Where are the true hearts of people? I have pondered all morning to say something here due to the recent moods of my friend who has been a member of the site. Just to get down to the actual question, why do some men deceive women so much on these sites regardless what dating site it is? I have known many who have had luck finding someone, but many just recently who feel they have been deceived by unfulfilled promises. What is such a coincidence is that ones I have talked with as well as my friend, all have seemed to encounter the same line and after a while, the words turn into men wanting money from the women because of love? Needless to say, my friend fell in love so deeply with someone she had never met...how stupid is that? She is trying to move on and can't as she told me she misses him so much she can hardly stand it. I sent her a blog from this site, and it tore her apart as she just knew it was meant for her, so again, now I upset her. My solution to this is this: 1. If you encounter someone whom is interesting, meet this person first before getting so involved. 2. Don't wear your feelings so near to your heart until you really really know this person. 3. Let your brain be your guide before your heart. 4. Don't be a sugar mama or sugar daddy for anyone! I would like to hear more from others on this subject. I'm trying to convince my friend to get back on this site and try again, so what good news from anyone could I give her? She is such a lady, true to the bone, sensitive,and basically a very happy person and would do anything she could for anyone if it were possible. I am a down home country girl who does what I want, when I want, and I don't let others sway me in anyway and I'm trying to talk sense into my friend. She is really hurt so can anyone please add information to this to help her? Any ideas? Our little club of single ladies haven't been able to do a thing with her. Thanks.

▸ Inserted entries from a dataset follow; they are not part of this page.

PR #966, opened 2025-03-27
feat: add new eslint rule for flagging legacy media query/pseudo class syntax

vincentriemer:
# Summary:

This diff adds a new eslint rule for flagging usage of stylex's legacy media query/pseudo class syntax that looks like this:

```js
  root: {
    width: '100%',
   '@media (min-width: 600px)': {
      width: '50%',
    }
  }
});
```

The lint messages direct developers to instead use this syntax:

```js
  root: {
    width: {
      default: '100%',
      '@media (min-width: 600px)': '50%'
    }
  }
});
```

The new lint rule is notably not auto-fixable in this diff but that is something I'm going to be working on next.

# Test Plan:

I introduced new eslint "RuleTester" tests that are passing.

### DIFF
--- a/packages/eslint-plugin/__tests__/stylex-no-legacy-media-queries-test.js
+++ b/packages/eslint-plugin/__tests__/stylex-no-legacy-media-queries-test.js
@@ -1,0 +1,88 @@
+/**
+ * Copyright (c) Meta Platforms, Inc. and affiliates.
+ *
+ * This source code is licensed under the MIT license found in the
+ * LICENSE file in the root directory of this source tree.
+ */
+
+'use strict';
+
+jest.disableAutomock();
+
+const { RuleTester: ESLintTester } = require('eslint');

Where are the true hearts of people? I have pondered all morning to say something here due to the recent moods of my friend who has been a member of the site. Just to get down to the actual question, why do some men deceive women so much on these sites regardless what dating site it is? I have known many who have had luck finding someone, but many just recently who feel they have been deceived by unfulfilled promises. What is such a coincidence is that ones I have talked with as well as my friend, all have seemed to encounter the same line and after a while, the words turn into men wanting money from the women because of love? Needless to say, my friend fell in love so deeply with someone she had never met...how stupid is that? She is trying to move on and can't as she told me she misses him so much she can hardly stand it. I sent her a blog from this site, and it tore her apart as she just knew it was meant for her, so again, now I upset her. My solution to this is this: 1. If you encounter someone whom is interesting, meet this person first before getting so involved. 2. Don't wear your feelings so near to your heart until you really really know this person. 3. Let your brain be your guide before your heart. 4. Don't be a sugar mama or sugar daddy for anyone! I would like to hear more from others on this subject. I'm trying to convince my friend to get back on this site and try again, so what good news from anyone could I give her? She is such a lady, true to the bone, sensitive,and basically a very happy person and would do anything she could for anyone if it were possible. I am a down home country girl who does what I want, when I want, and I don't let others sway me in anyway and I'm trying to talk sense into my friend. She is really hurt so can anyone please add information to this to help her? Any ideas? Our little club of single ladies haven't been able to do a thing with her. Thanks.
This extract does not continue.